# Does Windows 10 check your computer for compatibility before downloading?



## fishhead (Jul 19, 2006)

I have an HP computer with Windows 7 that needs to be upgraded to Windows 10.

If I go to the Microsoft site will it check my computer to see if it's compatible for Windows 10?

Thanks!


----------



## Nevada (Sep 9, 2004)

Download the Windows upgrade advisor for Windows 7.

https://www.microsoft.com/en-us/download/details.aspx?id=20

That will tell you what you need to know.


----------



## fishhead (Jul 19, 2006)

This says it tells me if my computer is ready for Windows 7. I've already got Windows 7.


----------



## Bearfootfarm (Jul 13, 2006)

https://www.microsoft.com/en-us/windows/windows-10-specifications



fishhead said:


> If I go to the Microsoft site will it check my computer to see if it's compatible for Windows 10?


Open "Control Panel", click "System", click "Windows experience index" then click "View and print detailed performance and system information".

That will show what you have.


----------



## Nevada (Sep 9, 2004)

fishhead said:


> This says it tells me if my computer is ready for Windows 7. I've already got Windows 7.


Sorry, wrong link.

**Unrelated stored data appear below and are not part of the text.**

PR #295, opened 2025-05-14
Refactoring/#294 refactor column name type

### LINKED ISSUE #292: Added check for range of size attribute to HashTypeColumn

### LINKED ISSUE #294: Refactor class Column once again

ckunki:
Closes #294 
Closes #292


exasol/analytics/schema/column.py
ckunki, line 1: Diff is quite large for this file.

ahsimb:
A general comment. The `column.py` is now mostly about the column type. Would you like to create a separate file `column_type.py` and move the type classes there? Also, I think naming should change. For example the `VarcharColumn` should be renamed to `VarcharColumnType` or `VarcharType`.

ahsimb:
I didn't notice first that the simple still creates a `Column`. It looks really weird when A contains B, but B can create A. I would strongly suggest that the column type minds its own business. So for example it can theoretically be used in something like `MyFancyColumn` which is not derived from `Column`.

exasol/analytics/schema/column.py
```diff
@@ -104,62 +91,72 @@ def get_class(cls, sql_name: str) -> type["Column"]:
...
+    than a ColumnName object.
+    """
+    from exasol.analytics.schema.column import Column
+
+    return Column(ColumnName(name), type)
 
 
 @dataclass(frozen=True, repr=True, eq=True)
-class BooleanColumn(Column):
+class BooleanColumn(ColumnType):
```
tkilias, line 132: if the super type is ColumType, I am not sure if BooleanColumn is an appropriate name , some for the other ones

exasol/analytics/schema/column.py
```diff
@@ -31,7 +27,7 @@ def __get__(self, owner_self, owner_cls):
 
 
 @dataclass(frozen=True, repr=True, eq=True)
-class Column:
+class ColumnType:
```
tkilias, line 30: would SQLType maybe more correct?

ckunki: Not too bad in my eyes. I only already have a class [SqlType in column_type_utils.py](https://github.com/exasol/advanced-analytics-framework/blob/b6bcb6e2045e02709a439e9c7d4b13be612d9105/exasol/analytics/schema/column_type_utils.py#L65) already, that should be renamed then.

Try this.

https://support.microsoft.com/en-us/help/3159635/windows-10-update-assistant


----------



## fishhead (Jul 19, 2006)

Thanks.


----------



## fishhead (Jul 19, 2006)

It says I need a license so I'm assuming that I have to buy the software to install.


----------



## fishhead (Jul 19, 2006)

Here is what it says I need and what I have.

Is it worth installing windows 10 or should I upgrade with new parts or just buy a new computer that already has windows 10?


----------



## Nevada (Sep 9, 2004)

fishhead said:


> It says I need a license so I'm assuming that I have to buy the software to install.


When you get to the page that asks for a product key, click the link in the bottom-right that says "I don't have a product key." It should install normally after that.


----------



## fishhead (Jul 19, 2006)

Thanks!


----------